右耕作は、昭和七、八年ころから続き、農業委員会の許可を受けている。
(二) 下松市大字切山字ちさの木所在の一四六六番の田、八二七・七四平方メートル(本件土地から約二〇〇メートルのところにある。)
価格 一五三九万五九六四円
買収時点 昭和六一年一月
地主 大木和正
耕作人 大木哲也
小作権割合 五割
地主と耕作人とが親せきという関係にあり、補償金を二分して半分ずつ取得したものである。右耕作について、農業委員会の許可を受けている。
(三) 下松市大字山田字神河内所在の五四二番の一の田、一〇〇二・八〇平方メートル(本件土地から約七五〇メートルのところにある。)
価格 二六五七万四二〇〇円
買収時点 昭和六〇年一一月
地主 玉井ヨシ子
耕作人 兼國松男
小作権割合 四割
右耕作は、戦前から続いており、農業委員会の許可を受けている。地主は徳山市に居住し、いわゆる不在地主に当たる。」
2 前記1で認定した事実を前提に、本件小作権が存するとした場合における小作権割合について検討する。

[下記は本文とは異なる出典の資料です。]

PR #420, opened 2024-05-06
`CERT` Conformance

Soupstraw:
# Description

Makes some changes for conformance testing the `CERT` rule:
 * Added necessary `LedgerTypes` and `Convertible` instances
 * Added a newtype wrapper for `HSMap` to make it easier to work with maps in conformance testing
 * ~~Removed `CommutativeMonoid` requirement from `_∪⁺_` and `aggregate₊` (I ended up not actually needing this, but I think it still makes sense)~~
 * Replaced some hard-coded error messages with `genErrors`
 * Added `InjectError` to simplify error message types

# Checklist

- [ ] Self-reviewed the diff

### DIFF
--- a/src/Interface/ComputationalRelation.agda
+++ b/src/Interface/ComputationalRelation.agda
@@ -168,20 +168,34 @@ Computational⇒Dec' ⦃ comp = comp ⦄ = Computational⇒Dec comp
 
 open Computational ⦃...⦄
 
+record InjectError Err₁ Err₂ : Set where
+  field injectError : Err₁ → Err₂
+
+open InjectError
+
 instance
+  InjectError-⊥ : InjectError ⊥ Err
+  InjectError-⊥ = λ where
+    .injectError ()
+
+  InjectError-Id : InjectError Err Err
+  InjectError-Id = λ where
+    .injectError → id
+
   Computational-Id : {C S : Set} → Computational (IdSTS {C} {S}) ⊥
   Computational-Id .computeProof _ s _ = success (s , Id-nop)
   Computational-Id .completeness _ _ _ _ Id-nop = refl
 
 module _ {BSTS : C → S → ⊤ → S → Set} ⦃ _ : Computational BSTS Err₁ ⦄ where
-  module _ {STS : C → S → Sig → S → Set} ⦃ _ : Computational STS Err₂ ⦄ where instance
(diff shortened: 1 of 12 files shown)


src/Axiom/Set.agda
```diff
@@ -164,6 +164,9 @@ record Theory {ℓ} : Type (sucˡ ℓ) where
   ∈-fromList : ∀ {a} → a ∈ˡ l ⇔ a ∈ fromList l
   ∈-fromList = proj₂ $ listing _
 
+  listToFinSet : List A → FinSet A
```
WhatisRT, line 167: This is unused, and I don't think we'll ever need it. Or do you have a use-case in mind?

src/Axiom/Set/Map/Dec.agda
```diff
@@ -51,12 +51,12 @@ module Lookupᵐᵈ (sp-∈ : spec-∈ A) where
...
-    infixr 6 _∪⁺_
-    open IsCommutativeMonoid' mon
+  open import Algebra
+  module OpUnion {V : Type} (_∙_ : V → V → V) where
+    infixr 6 _∪̇_
 
-    _∪⁺_ : Map A V → Map A V → Map A V
-    _∪⁺_ = unionWith (fold id id _◇_)
+    _∪̇_ : ⦃ DecEq A ⦄ → Map A V → Map A V → Map A V
+    _∪̇_ = unionWith (fold id id _∙_)
```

前記認定の事実によれば、(一) 下松市付近で小作権消滅の対価が支払われる場合の小作権割合は、通常三割ないし四割程度であって、小作権割合は四割であるとの慣行が成立しているとまでは認められないが、宅地見込地の小作権割合は高くなり、小作権割合が四割との例も多くなっていると認められる。(二) そして、本件土地は、農業振興地域と指定され、農用地区域に定められているが、周辺地の状況からして宅地見込地と認められ、本件事業で買収された本件土地近くの土地の小作権割合もほぼ四割と合意されているから、特段の事情のない限り、本件土地の小作権の割合も通常は四割と認めるのが相当といえる。(三) しかし、本件土地の耕作は、昭和三六年ころから(一部は昭和四三年ころから)始まったものであり、農地法三条所定の農業委員会の許可を受けていないのであるから、戦前から耕作を続け、農地法所定の許可を得ている小作権とは耕作の期間、権利の態様を異にし、本件土地の小作権割合を近隣の土地の小作権割合と同等の割合に評価するのは当を得ないものといわざるをえず、本件小作権の割合は相当額の減額がなされるべきである。
右指摘の事情に前記1で認定した事実及び弁論の全趣旨を総合すれば、本件小作権が存するとした場合の小作権割合は三割と認めるのが相当である。
前記墨崎鑑定及び武田鑑定は、本件小作権割合を四割と判断しているが、右両鑑定は、補助参加人の本件土地の耕作が農地法所定の許可を受けていないことや同人の耕作期間が三〇年足らず(一部は二〇年余り)であることを考慮していないから、右両鑑定の結果は採用できない。また、補助参加人が本件土地の排水工事等を施工したことをもって、右説示の小作権割合の判断を左右するに足るものではない。
三 以上のとおり、本件小作権の割合は三割とするのが相当であるから、本件小作権が存するとした場合における本件小作権に対する補償金は別紙のとおり一六九七万八三六八円と計算され、本件土地の所有権に対する補償金は三九六一万六一九一円と計算される。
第四 結論
以上の次第で、控訴人の本訴請求は、本件事業のために山口県収用委員会が本件土地につき平成二年三月二八日にした権利取得裁決のうち、本件小作権が存在する場合の土地所有者に対する損失補償額三三九五万六七三五円を三九六一万六一九一円に変更し、右差額五六五万九四五六円及びこれに対する権利取得の時期である平成二年四月二〇日以後で訴状送達の日の翌日である同年六月二九日から支払ずみまで民事法定利率年五分の割合による遅延損害金の支払を求める限度で理由があるからこれを認容し、その余は失当であるからこれを棄却すべきである(なお、被控訴人は、土地収用法九五条四項に基づき、本件小作権に対する補償金二二六三万七八二四円を供託しているが、同法四八条五項の規定による裁決は、土地に関する所有権以外の権利に関して争いがある場合において、その権利が確定しないとき、収用の確保、促進のため当該権利が存するものとして裁決して、当該権利の存否は所有者と当該権利の主張者との間で確定させることとしたものであり、当該権利の補償金額の争いまでも所有者と当該権利の主張者との間で確定させる趣旨とは解せられないから、補償金額に不服のある所有者は、当該権利の存することを前提としたうえで権利取得裁決の補償金額の変更と補償金の差額の支払を求めることができると解する。)。
よって、原判決を右のとおり変更することとし、主文のとおり判決する(仮執行宣言の申立ては必要ないものと認めてこれを却下する。)。